15 месяцев назад, # |
  Проголосовать: нравится 0 Проголосовать: не нравится

Auto comment: topic has been updated by roycf123 (previous revision, new revision, compare).

»
15 месяцев назад, # |
  Проголосовать: нравится +1 Проголосовать: не нравится

Not a very efficient approach but i think it should work: Think of all groups to be max heaps containing the elements. Also remember each elements index in its respective heap or group after each operation. Inserting element in group would simply be heap push operation O(logn), Changing score of element would be using the elements index in its heap and doing decreaseKey() operation in the respective heap 0(logn), changing all elements in a group would be changing each value in heap to O(group size) and printing max score of a group would be heap.top() O(1).

  • »
    »
    15 месяцев назад, # ^ |
    Rev. 4   Проголосовать: нравится 0 Проголосовать: не нравится

    Sorry I read the comment in a hurry...

    This is exactly what I did (except for the use of std::set instead of heaps, I performed search operation and changed for 2), But the set(grp_id,x) would take O(group_size) which can be O(1e6) in the worst case, so may be costly (in terms to time taken)...

    Is there any way to do it faster, that is any data structure that may support this form of group update fast?

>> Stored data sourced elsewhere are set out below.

PR #876, opened 2026-04-17
AdvLoggerPkg/AdvancedLoggerLib: Print to HW if logger info is not available

makubacki:
## Description

In the course of testing advanced logger changes with edk2 Standalone MM on OVMF, there was a change needed in MmPlatformHobProducerLibOvmf in OvmfPkg to account for gAdvancedLoggerHobGuid in the HOBs that are passed to the MM environment.

Prior to this change, the system appeared to hang entering that environment:

```
INFO - Loading PEIM at 0x00005B95000 EntryPoint=0x00005B95340 StandaloneMmIplPei.efi
INFO - StandaloneMM IPL loading MM Core at MMRAM address 7FF0000
INFO - MmCoreImageBase  - 0x0000000007FF0000
INFO - MmCoreImageSize  - 0x0000000000010000
INFO - StandaloneMM IPL calling Standalone MM Core at MMRAM address - 0x0000000007FF1000
```

After the change, the issue is clearly printed to serial output: ("MmCore AdvancedLoggerGetLoggerInfo: Advanced Logger Hob not found")

```
INFO - Loading PEIM at 0x00005B94000 EntryPoint=0x00005B94340 StandaloneMmIplPei.efi
INFO - StandaloneMM IPL loading MM Core at MMRAM address 7FF0000
INFO - MmCoreImageBase  - 0x0000000007FF0000
INFO - MmCoreImageSize  - 0x0000000000010000
INFO - StandaloneMM IPL calling Standalone MM Core at MMRAM address - 0x0000000007FF1000
INFO - MmCore AdvancedLoggerGetLoggerInfo: Advanced Logger Hob not found
INFO - MmMain - 0x5B11000
INFO - MmramRangeCount - 0x4
INFO - MmramRanges[0]: 0x0000000006000000 - 0x1000
INFO - MmramRanges[1]: 0x0000000006001000 - 0xE000
INFO - MmramRanges[2]: 0x000000000600F000 - 0x1FE1000
INFO - MmramRanges[3]: 0x0000000007FF0000 - 0x10000
INFO - MmInitializeMemoryServices
INFO - MmAddMemoryRegion 2 : 0x000000000600F000 - 0x0000000001FE1000
INFO - HobSize - 0x538
INFO - MmHobStart - 0x7FEE810
INFO - MmInstallConfigurationTable For HobList
INFO - ASSERT [StandaloneMmCore] AdvancedLoggerLib.c(164): mLoggerInfo != ((void *) 0)
```

[...]

PR #902, opened 2026-06-18
AdvLoggerPkg: Gate hardware port writes at OS runtime

chaokai-ching:
## Description

`AdvancedLoggerWrite` unconditionally wrote debug output to the hardware serial
port at both boot time and OS runtime (after ExitBootServices). Some platforms'
serial implementations cannot be safely called at OS runtime.

This change adds an **opt-in** FeatureFlag PCD
`PcdAdvancedLoggerHdwPortRuntimeDisable` (default **FALSE**):

- **Default (FALSE):** behavior is unchanged — hardware port writes remain
  enabled at runtime, so existing platforms are unaffected.
- **TRUE:** a platform whose serial cannot be safely called after
  ExitBootServices restricts hardware port writes to boot time only, while
  early-boot and boot-time serial output is preserved.

Runtime is detected via the logger info block's `AtRuntime` field when
available. The DXE runtime `AdvancedLoggerLib` instance clears its logger info
pointer at ExitBootServices, so it consults a module-scoped
`ADVANCED_LOGGER_RUNTIME` build flag plus a `gAdvancedLoggerAtRuntime` flag to
distinguish post-EBS runtime from early boot when the logger info block is NULL.

- [x] Impacts functionality? Only when the new PCD is set TRUE (default FALSE = no change)
- [ ] Impacts security?
- [ ] Breaking change? No — default preserves existing behavior
- [ ] Includes tests? Not included; hardware-port gating path has no existing host-test coverage. Can add a GoogleTest if desired.
- [ ] Includes documentation? PCD documented in AdvLoggerPkg.dec

## How This Was Tested

Built an ARM AARCH64 platform (DEBUG); all `AdvancedLoggerLib` instances
compile. Verified on ARM AARCH64 hardware with a temporary driver that forces a
serial write on the first post-SetVirtualAddressMap runtime call:

- PCD default (FALSE): the firmware faults on the runtime serial write
  (reproduces the unsafe-at-runtime behavior).
- PCD TRUE: the runtime write is suppressed and the system boots cleanly,
  while boot-time serial output is unaffected.

## Integration Instructions

None required by default. Platforms whose serial implementation cannot be
called safely at OS runtime should set
`gAdvLoggerPkgTokenSpaceGuid.PcdAdvancedLoggerHdwPortRuntimeDisable` to TRUE.

### DIFF
--- a/AdvLoggerPkg/AdvLoggerPkg.dec
+++ b/AdvLoggerPkg/AdvLoggerPkg.dec
@@ -99,14 +99,14 @@
   #
   gAdvLoggerPkgTokenSpaceGuid.PcdAdvancedLoggerAutoWrapEnable|FALSE|BOOLEAN|0x00010188
 
-  ## PcdAdvancedLoggerHdwPortRuntimeDisable - Suppress hardware (serial) port writes at OS
+  ## PcdAdvancedLoggerHdwPortOsRuntimeDisable - Suppress hardware port writes at OS
   # runtime (after ExitBootServices). By default (FALSE), behavior is unchanged: hardware port
   # writes remain enabled at runtime, matching the historical default. Set to TRUE only on a
-  # platform whose underlying serial implementation cannot be safely called after
+  # platform whose underlying hardware port implementation cannot be safely called after
   # ExitBootServices; this restricts hardware port writes to boot time while preserving
-  # early-boot and boot-time serial output.
+  # early-boot and boot-time hardware port output.
   #
-  gAdvLoggerPkgTokenSpaceGuid.PcdAdvancedLoggerHdwPortRuntimeDisable|FALSE|BOOLEAN|0x0001018A
+  gAdvLoggerPkgTokenSpaceGuid.PcdAdvancedLoggerHdwPortOsRuntimeDisable|FALSE|BOOLEAN|0x0001018A
 
 
 [PcdsFixedAtBuild]
--- a/AdvLoggerPkg/AdvLoggerPkg.dec
+++ b/AdvLoggerPkg/AdvLoggerPkg.dec
@@ -100,11 +100,9 @@
   gAdvLoggerPkgTokenSpaceGuid.PcdAdvancedLoggerAutoWrapEnable|FALSE|BOOLEAN|0x00010188
 
   ## PcdAdvancedLoggerHdwPortOsRuntimeDisable - Suppress hardware port writes at OS
-  # runtime (after ExitBootServices). By default (FALSE), behavior is unchanged: hardware port
-  # writes remain enabled at runtime, matching the historical default. Set to TRUE only on a
-  # platform whose underlying hardware port implementation cannot be safely called after
-  # ExitBootServices; this restricts hardware port writes to boot time while preserving
-  # early-boot and boot-time hardware port output.
+  # runtime (after ExitBootServices). By default (FALSE), hardware port writes remain
+  # enabled at runtime. Set to TRUE on a platform whose underlying hardware port
+  # implementation cannot be safely called after ExitBootServices.
   #
   gAdvLoggerPkgTokenSpaceGuid.PcdAdvancedLoggerHdwPortOsRuntimeDisable|FALSE|BOOLEAN|0x0001018A
 
--- a/AdvLoggerPkg/AdvLoggerPkg.dec
+++ b/AdvLoggerPkg/AdvLoggerPkg.dec
@@ -99,6 +99,15 @@
   #
   gAdvLoggerPkgTokenSpaceGuid.PcdAdvancedLoggerAutoWrapEnable|FALSE|BOOLEAN|0x00010188
 
+  ## PcdAdvancedLoggerHdwPortRuntimeDisable - Suppress hardware (serial) port writes at OS
+  # runtime (after ExitBootServices). By default (FALSE), behavior is unchanged: hardware port
+  # writes remain enabled at runtime, matching the historical default. Set to TRUE only on a
+  # platform whose underlying serial implementation cannot be safely called after
+  # ExitBootServices; this restricts hardware port writes to boot time while preserving
+  # early-boot and boot-time serial output.
+  #
+  gAdvLoggerPkgTokenSpaceGuid.PcdAdvancedLoggerHdwPortRuntimeDisable|FALSE|BOOLEAN|0x0001018A
+
 
 [PcdsFixedAtBuild]
   ## Advanced Logger Base - NULL = UEFI starts with PEI or DXE, and there is no SEC, or SEC
--- a/AdvLoggerPkg/Library/AdvancedLoggerLib/AdvancedLoggerCommon.c
+++ b/AdvLoggerPkg/Library/AdvancedLoggerLib/AdvancedLoggerCommon.c
@@ -136,6 +136,38 @@ AdvancedLoggerMemoryLoggerWrite (
 }
 
 /**
+  Returns whether the given message's debug level is enabled for the hardware port.
+
+  This is the generic hardware port debug level policy shared by the Advanced Logger instances
+  that honor the logger info block's dynamic level. Instances that must not consult the dynamic
+  level (such as SEC instances) provide their own AdvancedLoggerPrintToHwPort instead of using
+  this helper.
+
+  @param  LoggerInfo  The logger info block, or NULL if it is not available.
+  @param  DebugLevel  The debug level of the message being logged.
+
+  @retval TRUE   The message's debug level is enabled for the hardware port.
+  @retval FALSE  The message's debug level is not enabled for the hardware port.
+**/
+BOOLEAN
+EFIAPI
+AdvancedLoggerHwPortLevelEnabled (
+  IN ADVANCED_LOGGER_INFO  *LoggerInfo,
+  IN UINTN                 DebugLevel
+  )
+{
+  UINT32  HwPortDebugLevel;
+
+  HwPortDebugLevel = PcdGet32 (PcdAdvancedLoggerHdwPortDebugPrintErrorLevel);
+
+  if ((LoggerInfo != NULL) && (LoggerInfo->Version >= ADVANCED_LOGGER_INFO_HW_LVL_SUPPORTED_VER)) {
+    HwPortDebugLevel = LoggerInfo->HwPrintLevel;
+  }
+
+  return (BOOLEAN)((DebugLevel & HwPortDebugLevel) != 0);
+}
+
+/**
   Write data from buffer to possible debugging devices.
 
   This is the interface from PeiCore
@@ -160,25 +192,12 @@ AdvancedLoggerWrite (
   )
 {
   ADVANCED_LOGGER_INFO  *LoggerInfo;
-  UINT32                HwPortDebugLevel;
 
   // All messages go to the in memory log.
   LoggerInfo = AdvancedLoggerMemoryLoggerWrite (DebugLevel, Buffer, NumberOfBytes);
 
-  HwPortDebugLevel = PcdGet32 (PcdAdvancedLoggerHdwPortDebugPrintErrorLevel);
-
-  // Only selected messages go to the hdw port.
-
-  if ((LoggerInfo == NULL) || (!LoggerInfo->HdwPortDisabled)) {
- #ifndef ADVANCED_LOGGER_SEC
-    if ((LoggerInfo != NULL) && (LoggerInfo->Version >= ADVANCED_LOGGER_INFO_HW_LVL_SUPPORTED_VER)) {
-      HwPortDebugLevel = LoggerInfo->HwPrintLevel;
-    }
-
- #endif
-
-    if ((DebugLevel & HwPortDebugLevel) && AdvancedLoggerPrintToHwPort (LoggerInfo)) {
-      AdvancedLoggerHdwPortWrite (DebugLevel, (UINT8 *)Buffer, NumberOfBytes);
-    }
+  // Only selected messages go to the hardware port.
+  if (AdvancedLoggerPrintToHwPort (LoggerInfo, DebugLevel)) {
+    AdvancedLoggerHdwPortWrite (DebugLevel, (UINT8 *)Buffer, NumberOfBytes);
   }
 }
--- a/AdvLoggerPkg/Library/AdvancedLoggerLib/AdvancedLoggerCommon.c
+++ b/AdvLoggerPkg/Library/AdvancedLoggerLib/AdvancedLoggerCommon.c
@@ -19,6 +19,13 @@
 
 #include "../AdvancedLoggerCommon.h"
 
+#ifdef ADVANCED_LOGGER_RUNTIME
+//
+// Defined by the DXE runtime AdvancedLoggerLib instance; TRUE after ExitBootServices.
+//
+extern BOOLEAN  gAdvancedLoggerAtRuntime;
+#endif
+
 /**
   Write data from buffer into the in memory logging buffer.
 
@@ -161,6 +168,8 @@ AdvancedLoggerWrite (
 {
   ADVANCED_LOGGER_INFO  *LoggerInfo;
   UINT32                HwPortDebugLevel;
+  BOOLEAN               HwPortWriteAllowed;
+  BOOLEAN               AtRuntime;
 
   // All messages go to the in memory log.
   LoggerInfo = AdvancedLoggerMemoryLoggerWrite (DebugLevel, Buffer, NumberOfBytes);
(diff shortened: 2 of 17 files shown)


chaokai-ching:
@microsoft-github-policy-service agree company="Microsoft"

AdvLoggerPkg/Library/AdvancedLoggerLib/AdvancedLoggerCommon.c
```diff
@@ -177,7 +186,50 @@ AdvancedLoggerWrite (
...
+      //
+      if (LoggerInfo != NULL) {
+        AtRuntime = LoggerInfo->AtRuntime;
+      } else {
+ #ifdef ADVANCED_LOGGER_RUNTIME
+        //
+        // The DXE runtime instance clears its logger info pointer at ExitBootServices, so a
+        // NULL block is ambiguous between early boot and runtime; consult the runtime flag.
+        //
+        AtRuntime = gAdvancedLoggerAtRuntime;
```
kuqin12: Do we really need 3 knobs to make this happen? The runtime instance already has the signal by setting the gBS and mLoggerInfo to null at EBS, I assume that is enough to be treated as an indicator.

Note that this behavior was newly introduced in https://github.com/microsoft/mu_plus/pull/876/changes. I think we can apply the new PCD to that old code and it would work?

apop5: I agree with Kun. I think we can accomplish the same behavior by checking mBS for just the runtime, and avoid additional variables.

AdvLoggerPkg/AdvLoggerPkg.dec
```diff
@@ -99,6 +99,15 @@
...
   gAdvLoggerPkgTokenSpaceGuid.PcdAdvancedLoggerAutoWrapEnable|FALSE|BOOLEAN|0x00010188
 
+  ## PcdAdvancedLoggerHdwPortRuntimeDisable - Suppress hardware (serial) port writes at OS
+  # runtime (after ExitBootServices). By default (FALSE), behavior is unchanged: hardware port
+  # writes remain enabled at runtime, matching the historical default. Set to TRUE only on a
+  # platform whose underlying serial implementation cannot be safely called after
+  # ExitBootServices; this restricts hardware port writes to boot time while preserving
+  # early-boot and boot-time serial output.
+  #
+  gAdvLoggerPkgTokenSpaceGuid.PcdAdvancedLoggerHdwPortRuntimeDisable|FALSE|BOOLEAN|0x0001018A
```
makubacki: "Runtime" is overloaded. Please call this "OsRuntime".

```suggestion
  gAdvLoggerPkgTokenSpaceGuid.PcdAdvancedLoggerHdwPortOsRuntimeDisable|FALSE|BOOLEAN|0x0001018A
```

AdvLoggerPkg/Library/AdvancedLoggerLib/AdvancedLoggerCommon.c
```diff
@@ -177,7 +186,50 @@ AdvancedLoggerWrite (
...
+    // By default hardware port writes are always allowed, preserving the historical
+    // behavior of writing debug output to the serial port at both boot time and OS runtime.
+    //
+    // The underlying hardware serial port implementation on some platforms cannot be safely
+    // called at OS runtime (after ExitBootServices). Such a platform sets the FeatureFlag PCD
+    // PcdAdvancedLoggerHdwPortRuntimeDisable to TRUE to restrict hardware port writes to boot
+    // time only. The runtime detection below is therefore only needed for those opt-in
+    // platforms; for everyone else the PCD is a compile-time FALSE and this whole block is
+    // optimized away, leaving behavior and code size unchanged.
+    //
```
makubacki: These large comments blocks are redundant with the code, affect code readability, and should be dropped imo.

```suggestion
```

AdvLoggerPkg/Library/AdvancedLoggerLib/AdvancedLoggerCommon.c
makubacki: - I do not think setting `mLoggerInfo` to `NULL` is a good way to indicate "at runtime" (especially when `ADVANCED_LOGGER_INFO` itself has an `AtRuntime` field).
  - I know the field is used for cases outside this condition.
  - It is fine to set it to `NULL` at EBS (and fine to check for `mLoggerInfo == NULL` when needed of course), but it being `NULL` does not exclusively mean "at runtime", it means "logger info not available" (which includes the `AtRuntime` field).
  - So, while it functionally could work it's unnecessarily confusing and mixes responsibilities.
- `AdvancedLoggerWrite()` should have a clear "At Runtime" dependency if that is a dependency, not a subtle coupling with logger info being available (which might be the case for a number of reasons).

1. Please keep the code in 876 to address that issue.
2. Make "at runtime" status clear and obvious (however that is done) as a dependency in `AdvancedLoggerWrite()`.
   - A new variable, etc.
3. Simply compare the PCD value against that status and then the PCD and status will be obviously reconciled against each other.

kuqin12: Agree that checking logger info being null truly means the code running at runtime or not. But this function has coupled excessive phase specific checks. We should not compound yet another one into the same function just to keep them the same function.

We might be better served if we have a `bool AdvancedLoggerPrintToHwPort (loggerinfo, level)` provided by each instance. Then this function can just check this function and print if this new function return true.

makubacki: That also works. My main ask is we untangle the subtle coupling for the runtime case with logger info being `NULL` and make it clear what's happening.

I think that something like a `AdvancedLoggerPrintToHwPort()` function to abstract instance-specific logic would be nice and prevents the runtime details from leaking into the common code.

chaokai-ching: Each instance can now override the HW-port decision via `AdvancedLoggerPrintToHwPort()`. 
It either uses the common default or its own override, so `AdvancedLoggerWrite()` holds no phase-specific logic. At this time, only the Runtime instance implements the override, and the build flag and extern global are removed. 
It also has simplified gating logic in the `AdvancedLoggerCommon.c`

AdvLoggerPkg/Library/AdvancedLoggerLib/AdvancedLoggerCommon.c
chaokai-ching: Done. removed

AdvLoggerPkg/Library/AdvancedLoggerLib/Sec/AdvancedLoggerLib.inf
```diff
@@ -49,6 +50,7 @@
 
 [FeaturePcd]
   gAdvLoggerPkgTokenSpaceGuid.PcdAdvancedLoggerAutoWrapEnable
+  gAdvLoggerPkgTokenSpaceGuid.PcdAdvancedLoggerHdwPortOsRuntimeDisable
```
kuqin12: With the new function added, we probably do not need this PCD sprinkled in all the inf files?

AdvLoggerPkg/Library/AdvancedLoggerLib/AdvancedLoggerCommon.c
```diff
@@ -177,7 +177,7 @@ AdvancedLoggerWrite (
 
  #endif
 
-    if (DebugLevel & HwPortDebugLevel) {
+    if ((DebugLevel & HwPortDebugLevel) && AdvancedLoggerPrintToHwPort (LoggerInfo)) {
       AdvancedLoggerHdwPortWrite (DebugLevel, (UINT8 *)Buffer, NumberOfBytes);
     }
```
kuqin12: I was thinking about this:

```
if (AdvancedLoggerPrintToHwPort (LoggerInfo, HwPortDebugLevel )) {
  AdvancedLoggerHdwPortWrite (DebugLevel, (UINT8 *)Buffer, NumberOfBytes);
}
```

And `AdvancedLoggerPrintToHwPort` will host the logic covered by this comment. Then there will be no `ADVANCED_LOGGER_SEC`.

AdvLoggerPkg/Library/AdvancedLoggerLib/AdvancedLoggerHwPort.c
```diff
@@ -0,0 +1,50 @@
+/** @file
+  Default AdvancedLoggerPrintToHwPort implementation, shared by the Advanced Logger library
+  instances that do not override it for special hardware port handling at OS runtime.
+
+  Permits hardware port writes at boot time, and at OS runtime unless a platform
+  opts in to PcdAdvancedLoggerHdwPortOsRuntimeDisable. The DXE runtime instance provides its
+  own implementation (it clears its logger info block at ExitBootServices) instead of using
+  this file.
+
+  Copyright (C) Microsoft Corporation. All rights reserved.
```
kuqin12:
```suggestion
  Copyright (c) Microsoft Corporation.
```

AdvLoggerPkg/Library/AdvancedLoggerLib/AdvancedLoggerHwPort.c
```diff
@@ -0,0 +1,50 @@
...
+  @retval TRUE   Hardware port writes are permitted.
+  @retval FALSE  Hardware port writes are currently suppressed (OS runtime, opt-in platform).
+**/
+BOOLEAN
+EFIAPI
+AdvancedLoggerPrintToHwPort (
+  IN ADVANCED_LOGGER_INFO  *LoggerInfo
+  )
+{
+  if (FeaturePcdGet (PcdAdvancedLoggerHdwPortOsRuntimeDisable) &&
```
kuqin12: As mentioned, this PCD is not relevant in the "common" implementation. We would only want to use that in the runtime instance, correct?

chaokai-ching: Line 264 in AdvLoggerSmmAccessLib.c sets AtRuntime as well. If we remove the PcdAdvancedLoggerHdwPortOsRuntimeDisable check, we will not be able to capture the runtime status.

kuqin12: Good observation. But with this refactor in place, do we need to check `LoggerInfo->AtRuntime` here at all? Seems to me, the runtime check is only relevant to the runtime version.

AdvLoggerPkg/Library/AdvancedLoggerLib/Runtime/AdvancedLoggerLib.c
```diff
@@ -130,6 +138,38 @@ AdvancedLoggerGetPhase (
...
+{
+  BOOLEAN  AtOsRuntime;
+
+  if (!FeaturePcdGet (PcdAdvancedLoggerHdwPortOsRuntimeDisable)) {
+    return TRUE;
+  }
+
+  AtOsRuntime = (LoggerInfo != NULL) ? LoggerInfo->AtRuntime : mAdvancedLoggerAtRuntime;
+
+  return (BOOLEAN)(!AtOsRuntime);
```
makubacki: You shouldn't need to the `BOOLEAN` cast here since `AtOsRuntime` is `BOOLEAN` and `AdvancedLoggerPrintToHwPort()` returns a `BOOLEAN` type.

AdvLoggerPkg/Library/AdvancedLoggerLib/AdvancedLoggerHwPort.c
```diff
@@ -0,0 +1,50 @@
...
+#include "AdvancedLoggerCommon.h"
+
+/**
+  Returns whether this Advanced Logger instance permits writing debug output to the
+  hardware port.
+
+  Hardware port writes are always permitted unless the platform sets
+  PcdAdvancedLoggerHdwPortOsRuntimeDisable, in which case they are suppressed once at OS
+  runtime (after ExitBootServices), as reported by the logger info block's AtRuntime field.
+
```
makubacki: We normally avoid putting implementation-level detail in interface descriptions. This can be described in one place (like the PCD description).

```suggestion
```

AdvLoggerPkg/AdvLoggerPkg.dec
```diff
@@ -99,6 +99,15 @@
   #
   gAdvLoggerPkgTokenSpaceGuid.PcdAdvancedLoggerAutoWrapEnable|FALSE|BOOLEAN|0x00010188
 
+  ## PcdAdvancedLoggerHdwPortOsRuntimeDisable - Suppress hardware port writes at OS
+  # runtime (after ExitBootServices). By default (FALSE), behavior is unchanged: hardware port
+  # writes remain enabled at runtime, matching the historical default. Set to TRUE only on a
+  # platform whose underlying hardware port implementation cannot be safely called after
+  # ExitBootServices; this restricts hardware port writes to boot time while preserving
+  # early-boot and boot-time hardware port output.
```
makubacki: This is pretty verbose and has some info that isn't very relevant long term.


```suggestion
  ## PcdAdvancedLoggerHdwPortOsRuntimeDisable - Suppress hardware port writes at OS
  # runtime (after ExitBootServices). By default (FALSE), hardware port writes remain
  # enabled at runtime. Set to TRUE on a platform whose underlying hardware port
  # implementation cannot be safely called after ExitBootServices.
```

AdvLoggerPkg/Library/AdvancedLoggerLib/AdvancedLoggerHwPort.c
makubacki: I agree. This version should be generic. With instance-specific logic abstracted to instances that need specific considerations. The other place that might need this are MM instances (which, to my understanding, retain access to `mLoggerInfo->AtRuntime` after Exit Boot Services).

chaokai-ching: I think I get your point now - we don't need to account for MM usage at this time. If a module requires OS‑runtime hardware‑port support, it can override AdvancedLoggerPrintToHwPort  (the same way the Runtime instance does). I'll drop the PCD and AtRuntime from the common implementation and scope it to the Runtime instance for now.

AdvLoggerPkg/Library/AdvancedLoggerLib/AdvancedLoggerCommon.c
chaokai-ching: `ADVANCED_LOGGER_SEC` is now removed. `AdvancedLoggerPrintToHwPort` now hosts the full decision of whether to print to the HW port; each phase module either uses the common implementation or provides its own.

AdvLoggerPkg/Library/AdvancedLoggerLib/Sec/AdvancedLoggerLib.inf
chaokai-ching: Agree. Removed

AdvLoggerPkg/Library/AdvancedLoggerLib/AdvancedLoggerHwPort.c
chaokai-ching: Change applied.

AdvLoggerPkg/Library/AdvancedLoggerLib/AdvancedLoggerHwPort.c
chaokai-ching: Removed

AdvLoggerPkg/AdvLoggerPkg.dec
chaokai-ching: Good suggestion. The comment block is now updated

AdvLoggerPkg/Library/AdvancedLoggerLib/Runtime/AdvancedLoggerLib.c
chaokai-ching: Done - cast is now removed.

chaokai-ching:
The **Mu Plus PR EDK2 Linux CLANGPDB (Build_TARGET_CORE)** check failed, but the job log looks unrelated to this change. The first failure I see is in the *Download Cargo Binstall (Linux)* setup step, while downloading the `Binaries` artifact: `requests.exceptions.ChunkedEncodingError: Response ended prematurely`. After that, several steps were skipped, the job reported `stuart_pr_eval: command not found`, and no `Build` folder was produced (`Not found SourceFolder: /__w/1/s/Build`). I don't see any compiler or EDK2 build invocation in this job log, so it doesn't look like the sources were compiled in this run. The checks matrix also shows the same CORE target passing on the GCC and Windows CLANGPDB pipelines, and *Analyze (AdvLoggerPkg)* passing — which makes me think this is a transient infrastructure / artifact-download issue rather than the code.

A re-run of the failed job should clear it.

AdvLoggerPkg/Library/AdvancedLoggerLib/AdvancedLoggerCommon.c
```diff
@@ -135,6 +135,38 @@ AdvancedLoggerMemoryLoggerWrite (
...
+  UINT32  HwPortDebugLevel;
+
+  HwPortDebugLevel = PcdGet32 (PcdAdvancedLoggerHdwPortDebugPrintErrorLevel);
+
+  if ((LoggerInfo != NULL) && (LoggerInfo->Version >= ADVANCED_LOGGER_INFO_HW_LVL_SUPPORTED_VER)) {
+    HwPortDebugLevel = LoggerInfo->HwPrintLevel;
+  }
+
+  return (BOOLEAN)((DebugLevel & HwPortDebugLevel) != 0);
+}
```
kuqin12, line 168: Maybe I missed something, but why do we need to double abstract this logic into another function?

kuqin12: Okay, I guess it is to reuse the logic in runtime instance.

kuqin12 (approved):

kuqin12:
> A re-run of the failed job should clear it.

Tried to rerun. Will keep an eye on this.

AdvLoggerPkg/Library/AdvancedLoggerLib/AdvancedLoggerCommon.c
chaokai-ching: yup, the helper function is for the default and Runtime to share the debug-level logic

kuqin12:
> > A re-run of the failed job should clear it.
> 
> Tried to rerun. Will keep an eye on this.

All good now.

makubacki (approved):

    P.S: I think there may be a better way to utilize the constraint 1 <= score <= 5, although not sure...

    • »
      »
      »
      15 месяцев назад, # ^ |
        Проголосовать: нравится +3 Проголосовать: не нравится

      Timestamps for operations set(el_id,x) and set(grp_id,x). Store changed values of operation set(grp_id,x) for groups instead of elements. Changing all elements in a group could be done in O(1). Each element has two values: one belongs to itself (determined by operations insert(el_id,grp_id,x) and set(el_id,x)), the other belongs to its group (determined by operation set(grp_id,x)). Choose the one that has bigger timestamp when do other operations in the heap.

»
15 месяцев назад, # |
  Проголосовать: нравится 0 Проголосовать: не нравится

a self balancing binary tree? where each node represents a group which is a binary tree of elements, all of the operations can be done in O(log(n) + log(m)) ... set(grp_id,x) will take O(log(n) + m).

  • »
    »
    15 месяцев назад, # ^ |
      Проголосовать: нравится 0 Проголосовать: не нравится

    Yeah same as before, many people use std::multiset instead of std::priority_queue and it does no harm in most cases.